Embodying a healthy disbelief in the possibility of meaningful communication, the works are happy to operate according to their own logic and often operate within a system of signs built up by the artists in their previous works. Thus the Chapman’s deliberately use repetition of certain key themes within their work for strategic reasons, notably - the work of Goya, especially his series of etchings The Disasters of War, the iconography of McDonalds, deployed most notably in their Chapman Family Collection works and their Hell series of sculptures that seemingly depict Nazis in the form of tiny models, engaged in orgiastic and absurd violence. This repetition can be seen as an attempt to satirize the nature of content itself and by extension a certain essentialism that is encoded in definitions and descriptions of individual themes.

Homage to Freud, Eggs and Bacon pokes the viewers in the eye and slaps their brain around a bit, bringing together a curated selection from the Chapman’s recent series of work - from their recent series of etchings, Living with Dead Art that opens a new front for their campaign of symbolic violence in the visual realm of interior design, to works like Free Willy and To Think and Live Like Pigs that take their celebrated Hellscape series to new depths, to beautifully executed pencil drawings.

Jake and Dinos Chapman (born in 1962 and 1966 respectively) are among the most significant and best-known contemporary British artists working today, having risen to prominence with the so-called Young British Artist generation of the 1990s.

Jake and Dinos Chapman both graduated from the Royal College of Art in 1990 and began collaborating soon afterwards.

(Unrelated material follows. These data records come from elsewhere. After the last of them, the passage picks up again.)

Issue #158, opened 2019-02-15
plotwitherror might omit error bars in log scale


NikSchlage:
Trying to plot the data in [strange_data.txt](https://github.com/HISKP-LQCD/hadron/files/2868770/strange_data.txt) using

```r
with(df, plotwitherror(x, y, dy, log = 'y'))
```

results in a plot where no error bars are shown:

![corr1t96l24](https://user-images.githubusercontent.com/41633300/52849704-f9ffb280-3111-11e9-85a7-0202b98be2a8.png)

Without the `log = 'y'` parameter, the error bars are shown.

With ggplot the error bars are visible in log-scale:

```r
ggplot(df, aes(x = x, y = y)) +
  geom_point() +
  geom_errorbar(aes(ymin = y - dy, ymax = y + dy)) +
  scale_y_log10() +
  theme_light()
```

![corr1t96l24_2](https://user-images.githubusercontent.com/41633300/52849960-9cb83100-3112-11e9-908f-ca066f89dd50.png)

So the data seems legitimate, but somehow `plotwitherror` does not show the errors.

kostrzewa:
This is due to fdc169c315fe7f651916728c21827bf8419c3c23 by @j-ostmeyer . The errors are so small that plotwitherror skips them. Incorrectly, it skips all of them. Reverting that commit makes things work as they should again.

kostrzewa:
Sorry, had the wrong commit id there...

kostrzewa:
@j-ostmeyer if you can find a better solution, that would be great. If not, I'm afraid we should probably revert your commit.

j-ostmeyer:
Thanks for the remark. I would not have thought that the error is there.

j-ostmeyer:
Solved by #160 .

kostrzewa:
@NikSchlage can you confirm that #160 solves this for you?

NikSchlage:
Yes, thank you all. Now the problem is solved and the error bars are shown:

![corr1_t96l24c](https://user-images.githubusercontent.com/41633300/52869291-a0b17680-3145-11e9-8ba2-4241c68a6882.png)

kostrzewa:
Okay, still looks a bit odd as a few error bars are missing, but I think we might just accept this, agreed @martin-ueding @urbach?

j-ostmeyer:
[...]

PR #160, opened 2019-02-15
Log scale arrows

j-ostmeyer:
Attempts to solve #158 .


kostrzewa:
This is tricky as now the width of the error bar heads, when the error bar itself cannot be resolved, are tied to the device width... While the length of error bars obviously should depend on the device coordinates (i.e., the physical size of the plot region). Just like the size of plot symbols, the width of error bars should be independent of the size of the plot region, but it should depend on the line height...

One automatic option would be to simply suppress warnings when drawing arrows.

j-ostmeyer:
> One automatic option would be to simply suppress warnings when drawing arrows.

True, but we explicitly wanted to avoid this.

kostrzewa:
Looks great

PR #163, opened 2019-02-22
Two features for nlsfit

j-ostmeyer:
Added a much faster version of error estimation. Instead of boostrap usually the error on fit results can be computed very precisely using the jacobian.
Added a flag for interpreting the errors as relative weights instead of absolute ones. This can be helpful for direct comparison with other fit routines.


urbach:
> Added a much faster version of error estimation. Instead of boostrap usually the error on fit results can be computed very precisely using the jacobian.

I'm actually not a big fan of this! If this is used with care in
exceptional cases, fine...

martin-ueding:
As far as I have understood Johann, he has tried this out for some of his cases and found good agreement. I have the impression that he wants to use it for special cases, bootstrap still being the default.

j-ostmeyer:
Precisely. The default has not changed. We just get an additional option that is faster and thus preferable for simple fit functions and tests. For the final and thorough version of an analysis we can (and should) still use the bootstrap.

urbach:
> Precisely. The default has not changed. We just get an additional
  option that is faster and thus preferable for simple fit functions
  and tests. For the final and thorough version of an analysis we can
  (and should) still use the bootstrap.

yes, I understand, of course.

urbach:
> > Precisely. The default has not changed. We just get an additional
>   option that is faster and thus preferable for simple fit functions
>   and tests. For the final and thorough version of an analysis we can
>   (and should) still use the bootstrap.
> 
> yes, I understand, of course.

what I don't understand yet: why does it need a new user interface
`simple.nlsfit`?

j-ostmeyer:
It doesn't. I just thought as we have it, we could as well provide it. But it has no real advantage. Shall I remove it from `NAMESPACE` again?

martin-ueding:
I have discussed that with Johann and I think that two separate functions make more sense with the [Interface Segregation Principle](https://en.wikipedia.org/wiki/Interface_segregation_principle).

urbach:
> It doesn't. I just thought as we have it, we could as well provide it. But it has no real advantage. Shall I remove it from `NAMESPACE` again?

well, I guess since it does not do bootstrap anymore, the original
name is missleading. So, better keep it.

martin-ueding:
What's the general status of this? The basic idea seems to be okay, can we merge it?

urbach:
This is fine with me. I didn't check the docu, though

j-ostmeyer:
I have been working with this version for three months now and did not have any issues. So I guess it's fine. Please check  and tell me if I should change anything, but I believe this is mergable.

PR #164, opened 2019-02-26
bootstrap.nlsfit: Accept info of 4 as convergence

martin-ueding:
With the IAM fit there is the `$info = 4` all the time. Currently we consider this to be a failure of the fit. From the documentation this means:

> The cosine of the angle between `fvec` and any column of the Jacobian is at most `gtol` in absolute value.

This reads as positive as reasons 1 and 2:

> Both actual and predicted relative reductions in the sum of squares are at most `ftol`.

And:

> Relative error between two consecutive iterates is at most `ptol`.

They first received critical praise with Disasters of War 1993, a sculptural project comprising 83 miniatures that reworked Goya’s epic series of etchings Desastres de la Guerra 1810-20, the first instance of an ongoing dialogue with Goya’s work. They gained further notoriety with subsequent sculptures created from life-size mannequins, exploring themes of violence, innocence, hypocrisy, science and sex. These include Great Deeds Against the Dead 1994, a reconstruction of Goya’s etching (of the same title) depicting three mutilated soldiers hung from a tree, and Zygotic acceleration, biogenetic de-sublimated libidinal model (enlarged x 100) 1995, a group of manipulated child mannequins whose misplaced genitals replace other orifices and whose bodies are fused together. In 2000, they produced perhaps their most famous work, Hell, a major work comprising of nine vitrines, arranged in the shape of a Swastika, each containing hundreds of miniature figurines of mutant Nazis killing and torturing each other. In 2002 they produced the Chapman Family Collection, a collection of faux-ethnographic sculptures that incorporate logos and symbols from the fast food chain McDonalds. The work both highlights and parodies the role of multinationals and global capitalism for their cultural imperialism. In addition to their sculptural and installation work, which has formed the core of their practice, the Chapmans have created an exceptional body of graphic work, predominantly drawing and printmaking, as well as paintings, wall paintings, photography and videos. In 2003 they were nominated for the Turner Prize.